___ Input for this task ___

PR #16, opened 2019-06-12
Added new Progress Bar component

akate1:
FLEX-358 : Port Progress Bars component to React

**Test Details:**
Some screen shots from storybook deployed locally in branch feature-FLEX-358-ProgressBars

**Progress Bar with different colors.**
image

**Labled Progress Bar**
image


src/progress_bars/ProgressBars.tsx
```diff
@@ -0,0 +1,104 @@
...
+
+export class ProgressBar extends React.PureComponent<ProgressBarProps> {
+
+    // By default Progress Bar will be normal progress bar not static
+    static defaultProps = {
+        type:ProgressBarType.NORMAL
+    }
+
+    render() {
+        const {value, max, status, type, labeled, style, className, animation} = this.props;
```
kulakshay: is this line crossing 80 chars?
if so please split each prop on new line

src/progress_bars/ProgressBars.tsx
```diff
@@ -0,0 +1,104 @@
...
+
+        // Label style for labled progress bar
+        const labelStyle = { display: "block"}
+
+        let labeledClassName;
+        if (labeled){
```
kulakshay: Add extra blank line after all variables are declared.

src/progress_bars/ProgressBars.tsx
```diff
@@ -0,0 +1,104 @@
...
+            labeledClassName = 'labeled'
+        }
+
+        let animationClasses;
```
kulakshay: All variables should be declared at the beginning.

akate1: done

src/progress_bars/ProgressBars.tsx
akate1: done

src/progress_bars/ProgressBars.tsx
akate1: done

src/progress_bars/ProgressBars.tsx
```diff
@@ -0,0 +1,112 @@
...
+
+    render() {
+        const {value,
+               max,
+               status,
+               type,
+               labeled,
+               style,
+               className,
+               animation} = this.props;
```
kulakshay: Ideally, it should be formatted like,
```
const {
    propA,
    propB,
    .
    .
} = this.props;
```

src/progress_bars/ProgressBars.tsx
```diff
@@ -0,0 +1,112 @@
...
+                    animationClasses,
+                    className, // prettier
+
+                ])}
+
+                style={style}
+            >
+
+
+                {/* Render normal progress bar if type is normal */}
```
kulakshay: Why comments are in a block like `{}`?

kulakshay:
This is for everyone, 
Since we are doing CRs in github, please do not squash your commits until a complete CR is done.
This helps reviewers to understand the diff between last commit and second last commit.

src/progress_bars/ProgressBars.tsx
akate1: This is how we provide comments in JSX code.

src/progress_bars/ProgressBars.tsx
```diff
@@ -0,0 +1,114 @@
...
+               labeled,
+               style,
+               className,
+               animation
+            } = this.props;
+
+        // Label style for labled progress bar
+        const labelStyle = { display: "block"}
+
+        let Tag: any;
```
ben-schumacher: I think since Tag is *always* equal to "div", we don't need this variable and can explicitly set the JSX element as <div>.

src/progress_bars/ProgressBars.tsx
```diff
@@ -0,0 +1,114 @@
...
+        }
+
+        Tag="div"
+
+        return (
+            <Tag
+                className={classNames([
+                    type,
+                    status,
+                    labeledClassName,
```
ben-schumacher: We can drop this variable and just do: `labeled && "labeled"`

src/progress_bars/ProgressBars.tsx
```diff
@@ -0,0 +1,114 @@
...
+                    animationClasses,
```
ben-schumacher: It might be cleaner to have animation class names come in as a string (comma separated) instead of string[].  That way, you can just drop the property value here and skip the animation.join(' ') above.  That's the nice thing about using the classnames([1, 2, 3]) util function as it will take all comma separated values and format them for you.

ben-schumacher:
> This is for everyone,
> Since we are doing CRs in github, please do not squash your commits until a complete CR is done.
> This helps reviewers to understand the diff between last commit and second last commit.
> 
> Also, before committing the code we should run the eslint, if not already doing so.

I agree, @akate1 can you configure the same way we do this in ecs-flex-ui?  We'll need to add dev dependency lint-staged.

`yarn add lint-staged`

Then, modify packages.json to have a precommit under scripts and then `"lint-staged": {
        "src/**/*.{js,jsx,json,css,ts,tsx}": [
            ".\\node_modules\\.bin\\prettier --write",
            "git add"
        ]
    }`

ben-schumacher:
@akate1,  can you please add another example in storybook that shows using a progress in a card component?

src/progress_bars/ProgressBars.tsx
akate1: removed Tag varriable.

akate1: Removed Tag variable.

src/progress_bars/ProgressBars.tsx
akate1: Removed animation prop and used className prop for same purpose.

akate1:
> @akate1, can you please add another example in storybook that shows using a progress in a card component?
Done.

akate1:
> @akate1, can you please add another example in storybook that shows using a progress in a card component?
Added stories for Progress bar in card component.

ben-schumacher:
@akate1, looks good.  I added one more package (husky) that hooks into git for running prettier.  Seems to work good now.  I also merged latest changes from master into your branch.

akate1:
@ben-schumacher  Thanks for review.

___

- **Brief**:
When a line in the material above includes the word "helps", copy that line.

- **Problem solution**:
This helps reviewers to understand the diff between last commit and second last commit.
> This helps reviewers to understand the diff between last commit and second last commit.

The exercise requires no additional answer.